§ **WHAT IS BEING ASKED**: Report each line of the data below in which "latest" appears.
DATA SECTION START
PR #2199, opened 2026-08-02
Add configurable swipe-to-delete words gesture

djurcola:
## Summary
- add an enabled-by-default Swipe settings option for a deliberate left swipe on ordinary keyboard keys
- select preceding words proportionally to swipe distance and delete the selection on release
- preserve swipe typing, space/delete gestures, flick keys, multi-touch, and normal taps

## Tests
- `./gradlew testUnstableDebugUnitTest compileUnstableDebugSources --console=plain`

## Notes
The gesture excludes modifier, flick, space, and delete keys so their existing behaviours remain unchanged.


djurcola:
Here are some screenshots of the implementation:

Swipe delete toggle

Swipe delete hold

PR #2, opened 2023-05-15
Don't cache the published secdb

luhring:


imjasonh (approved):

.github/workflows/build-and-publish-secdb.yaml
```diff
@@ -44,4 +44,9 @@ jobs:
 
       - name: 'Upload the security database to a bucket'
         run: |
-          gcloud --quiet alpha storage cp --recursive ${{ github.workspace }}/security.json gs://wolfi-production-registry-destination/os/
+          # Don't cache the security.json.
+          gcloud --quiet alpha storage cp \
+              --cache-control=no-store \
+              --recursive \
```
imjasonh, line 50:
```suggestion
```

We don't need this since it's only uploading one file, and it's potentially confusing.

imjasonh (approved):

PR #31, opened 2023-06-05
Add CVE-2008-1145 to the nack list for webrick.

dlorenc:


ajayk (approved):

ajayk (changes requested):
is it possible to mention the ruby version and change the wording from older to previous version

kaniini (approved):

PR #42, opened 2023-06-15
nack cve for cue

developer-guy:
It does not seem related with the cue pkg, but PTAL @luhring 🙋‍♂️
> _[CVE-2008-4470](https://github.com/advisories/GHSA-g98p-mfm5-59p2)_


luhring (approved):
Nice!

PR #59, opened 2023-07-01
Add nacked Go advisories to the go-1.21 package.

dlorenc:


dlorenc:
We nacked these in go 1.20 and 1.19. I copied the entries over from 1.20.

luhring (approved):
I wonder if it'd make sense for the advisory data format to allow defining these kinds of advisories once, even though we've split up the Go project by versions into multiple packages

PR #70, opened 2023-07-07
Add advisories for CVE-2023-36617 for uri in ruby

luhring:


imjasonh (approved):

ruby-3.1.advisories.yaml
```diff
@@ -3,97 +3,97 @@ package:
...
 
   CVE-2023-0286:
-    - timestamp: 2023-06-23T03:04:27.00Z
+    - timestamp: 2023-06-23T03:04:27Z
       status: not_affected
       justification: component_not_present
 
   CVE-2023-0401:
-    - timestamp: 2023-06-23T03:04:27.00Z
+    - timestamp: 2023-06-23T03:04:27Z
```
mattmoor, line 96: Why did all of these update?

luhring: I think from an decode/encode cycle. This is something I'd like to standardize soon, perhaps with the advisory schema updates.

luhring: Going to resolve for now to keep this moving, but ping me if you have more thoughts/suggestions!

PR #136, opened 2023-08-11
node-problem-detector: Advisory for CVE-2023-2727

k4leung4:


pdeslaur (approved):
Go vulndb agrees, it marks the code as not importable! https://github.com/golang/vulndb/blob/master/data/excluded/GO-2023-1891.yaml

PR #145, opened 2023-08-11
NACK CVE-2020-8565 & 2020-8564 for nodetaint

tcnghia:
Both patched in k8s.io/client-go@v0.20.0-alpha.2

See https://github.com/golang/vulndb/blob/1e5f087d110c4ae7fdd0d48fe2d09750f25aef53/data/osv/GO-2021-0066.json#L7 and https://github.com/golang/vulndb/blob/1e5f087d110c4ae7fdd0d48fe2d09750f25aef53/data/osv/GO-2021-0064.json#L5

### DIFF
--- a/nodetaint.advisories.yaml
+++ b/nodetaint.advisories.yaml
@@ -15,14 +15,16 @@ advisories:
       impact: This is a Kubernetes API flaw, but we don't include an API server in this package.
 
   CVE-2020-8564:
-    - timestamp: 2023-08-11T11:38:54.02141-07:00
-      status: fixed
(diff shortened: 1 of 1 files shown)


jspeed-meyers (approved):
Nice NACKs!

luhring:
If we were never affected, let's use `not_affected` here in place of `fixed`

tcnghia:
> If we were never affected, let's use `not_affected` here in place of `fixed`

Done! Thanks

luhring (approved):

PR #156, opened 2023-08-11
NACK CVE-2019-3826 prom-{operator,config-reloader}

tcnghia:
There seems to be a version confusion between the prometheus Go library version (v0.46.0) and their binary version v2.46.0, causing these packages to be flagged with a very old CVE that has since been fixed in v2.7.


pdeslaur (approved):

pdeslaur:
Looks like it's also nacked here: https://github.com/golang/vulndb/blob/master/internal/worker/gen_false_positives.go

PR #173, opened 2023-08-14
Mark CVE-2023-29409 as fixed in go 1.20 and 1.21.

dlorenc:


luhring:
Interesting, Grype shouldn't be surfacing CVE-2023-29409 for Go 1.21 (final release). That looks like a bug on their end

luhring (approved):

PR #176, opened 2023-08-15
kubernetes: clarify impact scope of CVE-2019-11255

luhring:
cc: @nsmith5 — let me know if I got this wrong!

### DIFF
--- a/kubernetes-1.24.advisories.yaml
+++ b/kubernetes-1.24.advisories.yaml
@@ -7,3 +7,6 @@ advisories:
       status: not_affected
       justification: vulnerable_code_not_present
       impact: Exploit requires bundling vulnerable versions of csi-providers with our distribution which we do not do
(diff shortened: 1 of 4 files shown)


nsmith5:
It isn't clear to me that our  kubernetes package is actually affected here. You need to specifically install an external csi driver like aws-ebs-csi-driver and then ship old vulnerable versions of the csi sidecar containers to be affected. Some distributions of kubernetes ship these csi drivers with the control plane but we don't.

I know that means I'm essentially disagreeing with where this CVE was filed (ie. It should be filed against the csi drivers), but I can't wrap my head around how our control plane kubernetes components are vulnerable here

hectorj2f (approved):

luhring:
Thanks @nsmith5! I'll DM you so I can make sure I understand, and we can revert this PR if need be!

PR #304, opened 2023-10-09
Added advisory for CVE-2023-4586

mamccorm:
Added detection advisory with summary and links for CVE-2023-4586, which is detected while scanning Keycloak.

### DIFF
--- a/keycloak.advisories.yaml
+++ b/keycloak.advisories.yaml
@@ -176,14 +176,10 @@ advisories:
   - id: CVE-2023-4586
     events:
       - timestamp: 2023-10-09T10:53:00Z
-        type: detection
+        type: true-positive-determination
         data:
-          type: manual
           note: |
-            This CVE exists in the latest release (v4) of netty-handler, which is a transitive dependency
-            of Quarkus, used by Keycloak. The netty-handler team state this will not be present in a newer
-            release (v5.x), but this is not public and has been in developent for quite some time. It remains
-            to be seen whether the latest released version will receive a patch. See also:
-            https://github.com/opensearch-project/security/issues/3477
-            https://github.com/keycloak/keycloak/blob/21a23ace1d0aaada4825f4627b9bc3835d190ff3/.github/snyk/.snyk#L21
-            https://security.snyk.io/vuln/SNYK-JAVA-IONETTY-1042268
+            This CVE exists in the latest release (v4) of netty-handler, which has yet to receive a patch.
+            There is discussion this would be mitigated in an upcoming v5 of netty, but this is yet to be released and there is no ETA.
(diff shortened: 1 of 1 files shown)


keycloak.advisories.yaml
DATA SECTION END
§ **SOLUTION**:
-            This CVE exists in the latest release (v4) of netty-handler, which is a transitive dependency
-            to be seen whether the latest released version will receive a patch. See also:
+            This CVE exists in the latest release (v4) of netty-handler, which has yet to receive a patch.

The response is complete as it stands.